Exercise brief: Every entry in the listing below is to be output unchanged.

--------------------------------------------------

PR #10030, opened 2022-11-30
introduce --parallel to limit concurrent engine calls

ndeloof:
**What I did**
Introduce `--parallel=<int>` for user to limit the concurrency during image pulls
could be later applied to other operations, typically `build` with adequate buildx|kit support for this

**Related issue**

image

### DIFF
--- a/pkg/compose/compose.go
+++ b/pkg/compose/compose.go
@@ -41,12 +41,14 @@ import (
 // NewComposeService create a local implementation of the compose.Service API
 func NewComposeService(dockerCli command.Cli) api.Service {
 	return &composeService{
-		dockerCli: dockerCli,
+		dockerCli:      dockerCli,
+		maxConcurrency: -1,
 	}
 }
 
 type composeService struct {
-	dockerCli command.Cli
+	dockerCli      command.Cli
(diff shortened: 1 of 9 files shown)


pkg/compose/compose.go
```diff
@@ -45,7 +45,8 @@ func NewComposeService(dockerCli command.Cli) api.Service {
 }
 
 type composeService struct {
-	dockerCli command.Cli
+	dockerCli      command.Cli
+	maxConcurrency int
```
glours, line 49: shouldn't it be initialize with a `-1` value by default as the default value for an int will be `0`

glours (changes requested):
I think tests are failing due to the wrong default value of the `maxConcurrency` attribute.
Docs should also be updated 😉

laurazard:
Oh nice! This is something that people have asked for for _a while_, albeit mostly regarding build operations.

ndeloof:
Build max-parallelism can be controlled, but this takes place on the builder side: https://github.com/docker/buildx/blob/master/docs/guides/resource-limiting.md#max-parallelism

glours (approved):
LGTM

--------------------------------------------------

Result:
PR #10030, opened 2022-11-30
introduce --parallel to limit concurrent engine calls

ndeloof:
**What I did**
Introduce `--parallel=<int>` for user to limit the concurrency during image pulls
could be later applied to other operations, typically `build` with adequate buildx|kit support for this

**Related issue**

image

### DIFF
--- a/pkg/compose/compose.go
+++ b/pkg/compose/compose.go
@@ -41,12 +41,14 @@ import (
 // NewComposeService create a local implementation of the compose.Service API
 func NewComposeService(dockerCli command.Cli) api.Service {
 	return &composeService{
-		dockerCli: dockerCli,
+		dockerCli:      dockerCli,
+		maxConcurrency: -1,
 	}
 }
 
 type composeService struct {
-	dockerCli command.Cli
+	dockerCli      command.Cli
(diff shortened: 1 of 9 files shown)


pkg/compose/compose.go
```diff
@@ -45,7 +45,8 @@ func NewComposeService(dockerCli command.Cli) api.Service {
 }
 
 type composeService struct {
-	dockerCli command.Cli
+	dockerCli      command.Cli
+	maxConcurrency int
```
glours, line 49: shouldn't it be initialize with a `-1` value by default as the default value for an int will be `0`

glours (changes requested):
I think tests are failing due to the wrong default value of the `maxConcurrency` attribute.
Docs should also be updated 😉

laurazard:
Oh nice! This is something that people have asked for for _a while_, albeit mostly regarding build operations.

ndeloof:
Build max-parallelism can be controlled, but this takes place on the builder side: https://github.com/docker/buildx/blob/master/docs/guides/resource-limiting.md#max-parallelism

glours (approved):
LGTM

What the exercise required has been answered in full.